Dharamshala — A Tibetan woman jailed in Sichuan Province for allegedly attempting to rescue a self-immolation protester from police has reportedly been released in poor health after serving a three-year term, sources say.
Dolma Tso, who had been held in Mianyang prison near Sichuan’s provincial capital Chengdu, was freed on December 4th and returned to her home in Ngaba (Chinese Aba) county’s Meruma township that evening, according to a relative living in Australia.
“More than 200 local residents had gathered there to welcome her back." The source added, "Tso was beaten and tortured during the first 11 months of her confinement and is now in poor health.
“She is suffering from lack of proper sleep, weak health, giddiness, and mood swings, among other problems. Her family members are deeply worried and concerned about her condition.”

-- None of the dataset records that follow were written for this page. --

PR #485, opened 2025-07-16
Mitigate websocket disconnects

gusostow:
The browser isn't reconnecting the summary socket after https://github.com/apsis-scheduler/apsis/pull/471. Disconnects are happening a too often.

The underlying issue is a ping/pong timeout which can't complete when the browser can't keep up with summary messages, closing the TCP receive window. 

I'm hoping that increasing the ping timeouts from 20s -> 300s will give the browser a chance to load the full summary history before getting timed out. Then it will only have to handle incremental updates which are much lighter.

### DIFF
--- a/python/apsis/service/api.py
+++ b/python/apsis/service/api.py
@@ -4,6 +4,7 @@ import logging
 import ora
 import re
 import sanic
+import time
 import ujson
 from   urllib.parse import unquote, parse_qs
 import websockets
@@ -504,6 +505,8 @@ SUMMARY_MSG_TYPES = {
 
 @API.websocket("/summary")
 async def websocket_summary(request, ws):
+    connect_time = time.monotonic()
+
     # request.query_args doesn't work correctly for ws endpoints?
     init = "init" in request.query_string.split("&")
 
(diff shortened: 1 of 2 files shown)


python/apsis/service/api.py
```diff
@@ -551,6 +554,14 @@ async def websocket_summary(request, ws):
         except websockets.ConnectionClosed:
             log.debug(f"{prefix} closed")
 
+        except asyncio.CancelledError:
+            # task is cancelled in the event of abnormal websocket closure, usually if
+            # websocket close due to a ping timeout can't complete successfull
```
LudovicoRighi:
```suggestion
            # websocket close due to a ping timeout can't complete successfully
```

python/apsis/service/main.py
```diff
@@ -50,6 +50,10 @@ def get(self, path, method, host):
 app = sanic.Sanic("apsis", router=Router(), log_config=SANIC_LOG_CONFIG)
 app.config.LOGO = None
 
+# more forgiving for when slow browsers can't keep up with websocket messages
+app.config.WEBSOCKET_PING_TIMEOUT = 300
+app.config.WEBSOCKET_PING_INTERVAL = 100
```
LudovicoRighi, line 55: I'm slightly concerned that increasing these values so much (i.e. default values are `20` for both) could have some side effects; for instance, this will cause dead connections to be kept around for longer, right? Do you think this could cause any issues, i.e. increasing the load on Apsis?

gusostow: My understanding is that the only case where the connection would actually be closed without apsis realizing is if there's a true network interruption, which should be rare in our system and we'd also have bigger problems than a 5min wait.

Setting it low is good for detecting back pressure and closing the connection, but that's exactly what we don't want.

LudovicoRighi (approved):

PR #488, opened 2025-07-16
Make `SCHEDULE` button more obviously disabled

LudovicoRighi:


aodinaev:
agreed with the intention but have no clue if this change technically correct or not.

gusostow (approved):
Awesome

gusostow:
> agreed with the intention but have no clue if this change technically correct or not.

Same, but trusting you tested that this works as intended

PR #500, opened 2025-07-31
Add global runtime timeout default and make it configurable

### LINKED ISSUE #449: Support global timeout for `running` state
We used to have `TIMEOUT` set to `36h` (see https://github.com/alexhsamuel/apsis/commit/7ec3ad94866a925ec0f0cdb819b02c1b31c2e1b4) which was limiting the maximum duration of a run in the running state.

We may want to introduce something like this again; right now, there is no limit at all:
- http://apsis.asd:5000/runs/r7435362

cc @gusostow

LudovicoRighi:
- Fixes: https://github.com/apsis-scheduler/apsis/issues/449

Adding a global configurable runtime timeout value.

--------

I've added to this PR also a fix to the config validation; happy to move this to a different PR if preferred.
In fact, notice that after the first commit the tests were failing with this error:
```
2025-08-01T11:10:00.774 apsis.run_log            E run r8: error: internal: '<' not supported between instances of 'NoneType' and 'float'
  File "/home/runner/work/apsis/apsis/python/apsis/running.py", line 106, in _process_updates
    update = await anext(updates)
  File "/home/runner/work/apsis/apsis/python/apsis/program/agent.py", line 307, in updates
    if self.program.timeout.duration < elapsed:
TypeError: '<' not supported between instances of 'NoneType' and 'float'
```

I have then fixed the issue with this commit https://github.com/apsis-scheduler/apsis/pull/500/commits/f3c35be69a637ebf1b235e5b2c0f8ab1cea63cfd by ensuring we don't set to `None` values that are actually missing in the config due to a bug in `_check_duration`.

### DIFF
--- a/python/apsis/program/base.py
+++ b/python/apsis/program/base.py
@@ -158,7 +158,7 @@ class Timeout:
 
 def get_global_runtime_timeout(cfg):
     timeout_duration = get_cfg(cfg, "program.timeout.duration", None)
-    if timeout_duration is None or timeout_duration <= 0:
+    if timeout_duration is None:
         return None
     timeout_signal = get_cfg(cfg, "program.timeout.signal", TIMEOUT_SIGNAL)
     return Timeout(duration=timeout_duration, signal=timeout_signal)
--- a/python/apsis/program/base.py
+++ b/python/apsis/program/base.py
@@ -1,4 +1,5 @@
 from dataclasses import dataclass
+from signal import Signals
 
 from apsis.lib import memo
 from apsis.lib.api import decompress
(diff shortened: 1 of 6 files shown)


python/apsis/program/base.py
```diff
@@ -153,6 +156,14 @@ def bind(self, args):
         return type(self)(duration=duration, signal=signal)
 
 
+def get_global_runtime_timeout(cfg):
+    timeout_duration = get_cfg(cfg, "program.timeout.duration", None)
+    if timeout_duration is None or timeout_duration <= 0:
```
gusostow: Can't we trust that `timeout_duration` is valid after config parsing assertions?

gusostow (approved):

python/apsis/program/base.py
LudovicoRighi: Ah yeah right! Forgot to update that

PR #511, opened 2026-01-15
Modify release workflow to keep `uv.lock` up to date

LudovicoRighi:
Automating this step:
- https://github.com/apsis-scheduler/apsis/pull/509


gusostow (commented):
We shouldn't lock as part of a release workflow because it re-resolves dependencies and could break tests.

Instead, on PR tests we should install the test environment with `uv sync --locked` or similar to fail if the lockfile isn't up-to-date.

PR #514, opened 2026-01-20
Remove old non-Procstar agents

LudovicoRighi:
> Clean up the classic agents.

This PR is just to complete this ^ TODO that Alex left.

Procstar is much better than old classic agents; better to remove them, also to keep the repo clean and tidy.

### Testing

I've tested this locally using:
- a copy of our prod `apsis.db`
- a copy of our prod jobs (modified to just run a simple print command)

I've also verified that all our dependencies from `lib` to Apsis still work fine.


docs/programs.rst
```diff
@@ -12,8 +12,6 @@ configuration of each program type.
 Apsis provides these program types, and you can extend Apsis with your own.
 
 - `no-op`: Does nothing.
-- `shell`: Executes a shell command, possibly on another host.
-- `program`: Invokes an executable directly, with command line arguments.
```
gusostow, line 16: Are you against leaving the local process programs. Seems like they still could be useful for testing and demonstration purposes?

Don't feel strongly though.

gusostow (approved):
Ok to remove process programs if you think it will simplify things.

docs/programs.rst
LudovicoRighi: Yeah, I'd prefer to remove all the code we don't need anymore.

> Seems like they still could be useful for testing and demonstration purposes?

For these purposes we're already using Procstar, which is better for more proper testing.

Issue #333, opened 2024-04-18
Procstar ECS program


gusostow:
The plan we discussed a while ago: 

The apsis scheduler launches jobs as ECS tasks, which are basically just containers. The running process in the container is still mediated by procstar: the container CLI command contains the json spec, then procstar and the ECS task terminate once the job process exits. 

We said, the scheduler would poll and signal the job via the ECS API, rather than using procstar itself.  But now I'm wondering if it's reasonable to lean more on procstar for tracking and controlling jobs instead of ECS. 

- ECS requires polling which we want to move away from.
- Easier and more unified with non ECS procstar programs.
- Could support incrementally returning log outputs in the future, which it looks like you've laid the groundwork for. 

Is it possible to launch a one-off procstar process then connect to it via the apsis scheduler's websocket server? I'm not seeing a straightforward way to retrieve the connection for the new procstar agent as-is.

alexhsamuel:
I don't remember the plan involving polling via ECS.  I think using the procstar agent's websocket communication mechanism is preferable, as long as the ECS instance routes back to Apsis.

Could we start by discussing requirements?
- Do you necessarily need a new procstar instance on a new ECS instance per run?  What is the motivation?  This will cost substantial startup time.
- Do you want Apsis to start the ECS instance?  If the ECS instance outlives a single run, do you want Apsis to manage an elastic pool of ECS + procstar instances, starting/stopping them based on some criteria?
- Would you want to run multiple runs on a single ECS + procstar instance?  This probably is more economical than one-run-per-ECS.

The procstar agent connects to Apsis (not vice versa), which is why routing has to be enabled.  There is no need to have multiple procstar agents on one ECS instance (assuming single user) since one agent can handle multiple processes.

One way to associate a particular Apsis run with a particular procstar agent is via the group ID; you can make up as many of these as you want, and they may be ephemeral. But I'm not sure this is a good idea&mdash;you probably want some abstraction between your job configs and specific ECS instances.  A job probably wants to specify a username (or some other auth signifier) and possibly some resource info like ECS instance type, and leave it to Apsis to arrange for a new or existing ECS instance to run on, right?

gusostow:
I think might've misremembered a decision to poll with ECS, especially because it's so inferior to procstar websocket updates.

[...]

PR #516, opened 2026-01-29
Support running Procstar jobs on AWS ECS

LudovicoRighi:
- See https://github.com/apsis-scheduler/apsis/issues/333

Adding support for running Apsis run on Procstar agents launched on AWS ECS as ECS Tasks.

### TODO:
- Before merging this PR, make sure we can safely rollback even if ECS runs are in the `apsis.db` 
- Once this PR is approved, consider whether we want to roll it out as-is, or split into refactor (non-ECS) and ECS feature addition.
  - (assuming we have good rollback procedure, I believe it should be fine to roll out as a single PR, as I've tried very hard to minimize as much as possible change to non-ECS Procstar agents; to be discussed together)

---------------

UPDATE: 
- merge this PR only after https://github.com/apsis-scheduler/apsis/pull/518 (see detailed plan there)


docs/config.rst
```diff
@@ -294,3 +294,94 @@ updates for a run from the agent running it.  If null or omitted, Apsis does not
...
+
+    procstar:
+      agent:
+        ecs:
+          cluster_name: my-ecs-cluster
+          task_definition: procstar-agent-task
+          container_name: procstar-agent
+          capacity_provider: procstar
+          region: us-east-1
+          aws_account_number: "123456789012"
```
gusostow: I believe `aws_account_id` is more standard

docs/config.rst
```diff
@@ -294,3 +294,94 @@ updates for a run from the agent running it.  If null or omitted, Apsis does not
...
+
+.. code:: yaml
+
+    procstar:
+      agent:
+        ecs:
+          cluster_name: my-ecs-cluster
+          task_definition: procstar-agent-task
+          container_name: procstar-agent
+          capacity_provider: procstar
```
gusostow: I'm surprised capacity_provider needs to be a public setting. I thought that just needed to be used by ECS cluster on the backend?

docs/programs.rst
```diff
@@ -131,6 +132,156 @@ In this example, Apsis sends SIGTERM to the program after five minutes, if it
 hasn't completed yet.  The `signal` key is optional and defaults to SIGTERM.
 
 
+Procstar ECS Programs
+---------------------
+
+Apsis can run programs on AWS ECS (Elastic Container Service) using Procstar
+agents running inside ECS tasks. Unlike standard Procstar programs that connect
+to pre-existing agents, ECS programs launch a new ECS task for each run,
```
gusostow: Worth clarifying that the ECS task is a one-off agent tied to the lifetime of a single run.

docs/programs.rst
```diff
@@ -131,6 +132,156 @@ In this example, Apsis sends SIGTERM to the program after five minutes, if it
...
+
+Exactly one of ``command`` or ``argv`` must be specified.
+
+
+Resource Configuration
+^^^^^^^^^^^^^^^^^^^^^^
+
+ECS programs support the following resource parameters:
+
+- ``mem_gb``: Memory allocation in GiB for the container (e.g., 2 for 2 GB)
```
gusostow: nit: GiB (gibibyte) and GB (gigabyte) are different units

docs/programs.rst
```diff
@@ -131,6 +132,156 @@ In this example, Apsis sends SIGTERM to the program after five minutes, if it
...
+- ``vcpu``: vCPU allocation for the container (e.g., 1 for 1 vCPU)
+- ``disk_gb``: Ephemeral EBS storage in GiB (default configured globally)
```
gusostow: Aren't the default configured globally for mem_gb/vcpu also?

docs/programs.rst
```diff
@@ -131,6 +132,156 @@ In this example, Apsis sends SIGTERM to the program after five minutes, if it
...
+            signal: SIGTERM
+            grace_period: 30s
+
+
+ECS Task Definition Requirements
+^^^^^^^^^^^^^^^^^^^^^^^^^^^^^^^^
+
+The ECS task definition used by Apsis must meet these requirements:
+
+1. **Container name**: The container running the Procstar agent must have a name
```
gusostow, line 274: Why does apsis care what the container name is?

python/apsis/program/procstar/aws/ecs.py
```diff
@@ -0,0 +1,153 @@
...
+                "name": "procstar-data",
+                "managedEBSVolume": {
+                    "sizeInGiB": disk_gb,
+                    "volumeType": "gp3",
+                    "iops": 3000,
+                    "throughput": 125,
+                    "encrypted": True,
+                    "filesystemType": "ext4",
+                    "roleArn": self.ebs_volume_role_arn,
+                    # TODO: check if we want to retain volumes instead
```
gusostow: deletion is fine. This is just scratch space

python/apsis/program/procstar/aws/ecs.py
```diff
@@ -0,0 +1,153 @@
...
+        return self._ecs_client
+
+    def _create_ebs_volume_config(self, disk_gb: int) -> List[Dict]:
+        return [
+            {
+                "name": "procstar-data",
+                "managedEBSVolume": {
+                    "sizeInGiB": disk_gb,
+                    "volumeType": "gp3",
+                    "iops": 3000,
```
gusostow: Low iops and throughput can bottleneck S3 downloads. We should use the max of 16K iops and 1000 throughput if possible, but it might only be available for volumes of a certain size.

You should figure out the requirement and make them as large as possible by clipping them to the max for a given disk size.

docs/programs.rst
gusostow: Oh it's so you can override its values. I'd just remove this as a config parameter and force the user to use a standard name. But I don't feel strongly.

python/apsis/program/procstar/aws/ecs.py
```diff
@@ -0,0 +1,153 @@
...
+            overrides["taskRoleArn"] = task_role_arn
+            logger.info(f"Overriding task role to: {task_role_arn}")
+
+        volume_configurations = self._create_ebs_volume_config(actual_disk_gb)
+
+        run_task_params = {
+            "cluster": self.cluster_name,
+            "taskDefinition": task_definition,
+            "volumeConfigurations": volume_configurations,
+            "capacityProviderStrategy": [
```
gusostow: Can you set a default capacity provider strategy on the cluster? It seems like this isn't configurable per-job anyways

python/apsis/program/procstar/aws/ecs.py
```diff
@@ -0,0 +1,153 @@
...
+                    "base": 0,
+                }
+            ],
+            "overrides": overrides,
+        }
+
+        if tags:
+            run_task_params["tags"] = tags
+
+        response = await asyncio.get_event_loop().run_in_executor(
```
gusostow, line 139: Is there a reason why you decided not to use aiobotocore? No strong feelings, just curious

python/apsis/program/procstar/aws/ecs.py
```diff
@@ -0,0 +1,153 @@
...
+            None,
+            lambda: self.ecs_client.run_task(**run_task_params),
+        )
+
+        if not response.get("tasks"):
+            failures = response.get("failures", [])
+            failure_details = "; ".join(
+                f"{f.get('reason', 'Unknown')}: {f.get('detail', 'No details')}" for f in failures
+            )
+            raise ClientError(
```
gusostow: Raising a botocore exception for an apsis error condition doesn't seem right.

python/apsis/program/procstar/aws/ecs_agent.py
```diff
@@ -0,0 +1,316 @@
...
+        self.timeout = timeout
+        self.mem_gb = mem_gb
+        self.vcpu = vcpu
+        self.disk_gb = disk_gb
+        self.role = role
+        # ECS programs don't have a predefined group_id - it's generated per-run
+        self.group_id = None
+
+    def __str__(self):
+        return self.argv[2] if len(self.argv) >= 3 else " ".join(self.argv)
```
gusostow: Just the third arg, not slicing up to the third?

gusostow (commented):
This is looking really solid. No real concerns here. 

I'm less worried about impact on traditional procstar program than I was originally.  No objections to rolling out refactor and ECS together, but up to you.

docs/programs.rst
LudovicoRighi: I'd have a slight preference in leaving as is, just to give the user a bit more flexibility.

python/apsis/program/procstar/aws/ecs.py
LudovicoRighi: Good idea.

docs/config.rst
LudovicoRighi: Removed, it's actually not required; we can just use the cluster's default.

python/apsis/program/procstar/aws/ecs.py
LudovicoRighi: No strong opinion either, but I've done that mostly because:
- `boto3` is always in sync with AWS API changes, whereas `aiobotocore` can occasionally lag behind
- avoid adding another third-party dependency to maintain

As far as I understand `aiobotocore` would be better for high-frequency and concurrent AWS calls; for our use case, the thread pool overhead is probably negligible.

gusostow: Makes sense.

docs/programs.rst
gusostow: ok your choice

gusostow (approved):
Ship it 📈

PR #15, opened 2020-11-18
Adding retry strategy support.

rccarper:
*Description of changes:*
Adding retry strategy support that meta requests can use to reschedule failed requests.


source/s3_meta_request.c
```diff
@@ -401,13 +405,7 @@ void aws_s3_meta_request_send_next_request(
...
     }
 
-    /* Try grabbing a request_desc from the retry queue. */
-    if (!aws_linked_list_empty(&meta_request->synced_data.retry_queue)) {
-        struct aws_linked_list_node *request_node = aws_linked_list_pop_front(&meta_request->synced_data.retry_queue);
-
-        request = AWS_CONTAINER_OF(request_node, struct aws_s3_request, node);
-        AWS_FATAL_ASSERT(request != NULL);
-    }
+    request = aws_s3_meta_request_retry_queue_pop_synced(meta_request);
```
bretambrose, line 408: feels like this is simple enough now that unlock: could be dropped in place of a single if-else.

source/s3_meta_request.c
```diff
@@ -439,21 +440,11 @@ void aws_s3_meta_request_send_next_request(
...
-            aws_s3_request_release(request);
-
-            goto call_finished_callback;
-        } else {
-            goto error_finish;
-        }
+        goto call_finished_callback;
     }
 
     AWS_LOGF_TRACE(
```
bretambrose, line 450: Seems more like info.  TRACE is all but unusable for anything other than protocol-level debugging.

source/s3_meta_request.c
```diff
@@ -842,20 +832,269 @@ static void s_s3_meta_request_send_request_finish_default(
...
+    /* Push the request into the retry queue so that it can actually be retried. */
+    aws_s3_meta_request_retry_queue_push(meta_request, request);
+
+    /* Tell the client we have additional work that can be done. */
+    aws_s3_meta_request_schedule_work(meta_request);
+
+clean_up:
+
+    aws_s3_request_release(request);
+    aws_s3_meta_request_release(meta_request);
```
bretambrose, line 875: Just curious why this release is done.  I'd expect if you have a handle to the request (via user data) than it would be its responsibility to perform a release on the meta request if it was going away.  It seems a little confusing to have a failure lead to a double dec ref rather than a nested one.

source/s3_meta_request.c
```diff
@@ -842,20 +832,269 @@ static void s_s3_meta_request_send_request_finish_default(
...
+            aws_error_str(error_code));
+
+        goto error_ref_clean_up;
+    }
+
+    AWS_ASSERT(token);
+
+    enum aws_retry_error_type error_type = AWS_RETRY_ERROR_TYPE_TRANSIENT;
+
+    if (error_code == AWS_ERROR_S3_NO_PART_BUFFER) {
```
bretambrose, line 909: switch maybe

bretambrose: err I'm confused, doesn't the previous if make this entire if-chain useless?

source/s3_meta_request.c
```diff
@@ -842,20 +832,269 @@ static void s_s3_meta_request_send_request_finish_default(
...
+    }
+
+    return;
+
+error_ref_clean_up:
+
+    aws_s3_request_release(request);
+    aws_s3_meta_request_release(meta_request);
+
+    aws_s3_meta_request_finish(meta_request, NULL, 0, aws_last_error());
```
bretambrose, line 951: I don't think this is a reliable way of propagating error type.  I wouldnot use aws_last_error for that and instead base if off error_code or a local, mutable mirror of it.

source/s3_meta_request.c
```diff
@@ -842,20 +832,269 @@ static void s_s3_meta_request_send_request_finish_default(
...
+
+    struct aws_byte_cursor host_header_name = AWS_BYTE_CUR_INIT_FROM_STRING_LITERAL("Host");
+
+    struct aws_http_headers *message_headers = aws_http_message_get_headers(message);
+    AWS_ASSERT(message_headers);
+
+    struct aws_byte_cursor host_header_value;
+
+    bool host_header_exists =
+        aws_http_headers_get(message_headers, host_header_name, &host_header_value) == AWS_ERROR_SUCCESS;
```
bretambrose, line 974: maybe just if (blah) { log, goto error_ref_clean_up} like the below failure?

source/s3_meta_request.c
```diff
@@ -842,20 +832,269 @@ static void s_s3_meta_request_send_request_finish_default(
...
+
+        goto error_ref_clean_up;
+    }
+
+    return;
+
+error_ref_clean_up:
+
+    aws_s3_request_release(request);
+    aws_s3_meta_request_finish(meta_request, NULL, 0, aws_last_error());
```
bretambrose, line 998: If aws_s3_meta_request_finish judges success/failure via the error_code, I would strongly suggest never passing aws_last_error() in but aws_last_error_or_unknown() to guarantee the failure path is taken even when your downstream calls forget to raise_error on a failure.

source/s3_meta_request.c
```diff
@@ -842,20 +832,269 @@ static void s_s3_meta_request_send_request_finish_default(
...
+            error_code,
+            aws_error_str(error_code),
+            (void *)request,
+            response_status);
+
+        aws_s3_meta_request_finish(meta_request, request, response_status, error_code);
+        return;
+    }
+
+    struct aws_s3_client *client = aws_s3_meta_request_acquire_client(meta_request);
```
bretambrose, line 1040: Why does this need to be done when presumably the meta request already has a ref?  Is it just "this is the only way to get a pointer to the client?"

source/s3_meta_request.c
```diff
@@ -842,20 +832,269 @@ static void s_s3_meta_request_send_request_finish_default(
...
+
+    /* If we were able to get the point of handling an error, the client should still be around. */
+    AWS_ASSERT(client);
+    AWS_ASSERT(request);
+    AWS_ASSERT(request->meta_request == meta_request);
+
+    aws_s3_request_acquire(request);
```
bretambrose, line 1047: These are scary.

source/s3_meta_request.c
```diff
@@ -842,20 +832,269 @@ static void s_s3_meta_request_send_request_finish_default(
...
+    aws_s3_meta_request_acquire(meta_request);
+
+    /* If the retry token is NULL, try to grab one, otherwise, just re-use the token from the request's last retry. */
+    if (request->retry_token == NULL) {
+        s_s3_meta_request_acquire_retry_token(client->retry_strategy, request);
```
bretambrose, line 1052: Can either of these fail?

source/s3_meta_request.c
```diff
@@ -842,20 +832,269 @@ static void s_s3_meta_request_send_request_finish_default(
...
+
+void aws_s3_meta_request_retry_queue_push(struct aws_s3_meta_request *meta_request, struct aws_s3_request *request) {
+    AWS_PRECONDITION(meta_request);
+    AWS_PRECONDITION(request->meta_request == meta_request);
 
     aws_s3_request_acquire(request);
 
     aws_s3_meta_request_lock_synced_data(meta_request);
 
+    aws_s3_meta_request_release(request->meta_request);
```
bretambrose, line 1070: What makes this unlink/link on retry necessary from a ref handling perspective?  Is it impossible to initiate cancel if the retry queue also has refs to the meta request?

bretambrose (commented):
One final thing, I see a lot of TRACE logging which I don't think we want to do when we're talking request-level events.  TRACE is a 100MB/s spam of task scheduling and channel buffer pushes.  At the very least I'd push request logging to DEBUG and possibly some components to INFO.

source/s3_meta_request.c
rccarper: This is coming in the already-approved signing PR.  This PR just needs to go in first.

source/s3_meta_request.c
rccarper: Meta request only maintains a reference to the client while it's being processed by the client.  Once it's finished, it gets rid of the reference.  So if something needs to access the client reference that the meta request keeps track of, we grab a reference to it, just to make sure it doesn't go away out from underneath the caller.

source/s3_meta_request.c
```diff
@@ -83,6 +83,10 @@ struct aws_s3_client *aws_s3_meta_request_acquire_client(struct aws_s3_meta_requ
     client = meta_request->synced_data.client;
 
     if (client != NULL) {
+        AWS_LOGF_TRACE(
+            AWS_LS_S3_META_REQUEST,
+            "id=%p Meta request trying to get reference to client, but client is null.",
```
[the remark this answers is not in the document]
rccarper: The reference to the client goes away when the meta request finishes.  Because of that, it's not invalid to get a NULL client ref back.

But, all places that currently need this, and all places that we should be using it in the future, we could expect that the client is not NULL.  So we could probably make this, and the other existing place that allows a NULL right now, an assert.

source/s3_meta_request.c
rccarper: Changed all traces to debug.

source/s3_meta_request.c
bretambrose: But there would just be one right?

`
if (state == finished) {
   meta_request_already_finished = true
} else {
   request = aws_s3_meta_request_retry_queue_pop_synced(..);
}
`
 and the unlock label goes away

source/s3_meta_request.c
rccarper: You're right, them meta request acquire/release is unnecessary.  I'll get that taken out.

source/s3_meta_request.c
rccarper: Yes, yes it it does.  It's meant to be looking at the error code for the request here, not the error code passed in.  Thanks for catching that!

source/s3_meta_request.c
rccarper: Internally they handle any failures right now.  We might be able to factor that out to this level if that's preferable.

source/s3_meta_request.c
rccarper: You are correct.  I will fix.

source/s3_meta_request.c
rccarper: We could--we should be guaranteed a host header in the passed in message though. :-/

source/s3_meta_request.c
rccarper: The idea was that once the meta request has the request in its queue, it shouldn't prevent clean up of the meta request by keeping a reference to it.

In the refactor, we're actually changing to keep the reference, but just clear out the queue on finish.

source/s3_meta_request.c
rccarper: Going to remove reference counting on requests in a future PR.  For now, to make things a little easier to follow, I moved the acquire into the two functions below (which were both assuming this acquire took place, and release it if they fail internally).

source/s3_meta_request.c
rccarper: This one's going to happen a lot, so keeping this at DEBUG.

bretambrose (approved):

Tso, a member of Meruma Getsang family, has a 14-year-old daughter named Tsultrim Drolma. Her father’s name is Gerik, and her mother’s name is Donkho.
According to the source, in December 2015, Tso’s family received two letters from prison authorities informing them that Tso would have to undergo surgery, but when family members asked to see her so that they could see her condition for themselves, they were not allowed to meet with her.
“Tso managed to call them from the prison and tell them she was being forced to undergo a procedure she had declined, and warning them not to give their approval.”
It was not immediately clear what surgery officials were insisting on performing or whether the procedure was ever performed.
Tso was among a group of Ngaba residents who had clashed with police in December 2013 as they tried to stop security forces from taking a severely burned self-immolation protester, Konchog Tseten, away from the site of his protest, according to previous sources about the event.
On November 3rd, 2014, Tso was convicted on a charge of homicide and given a three-year-term.
A total of 145 Tibetans living in China have now set themselves ablaze in self-immolations since the wave of protests began in 2009, with most protests featuring calls for Tibetan freedom and the return of exiled spiritual leader the Dalai Lama from India, where he has lived since escaping Tibet during a failed national uprising in 1959.
Tibet was invaded by Communist China in 1949. Since that time, over 1.2 million out of 6 million Tibetans have been killed, over 6000 monasteries have been destroyed and acts of murder, rape, arbitrary imprisonment, torture and cruel, inhuman and degrading treatment were inflicted on the Tibetans inside Tibet. Beijing continues to call this a "peaceful liberation".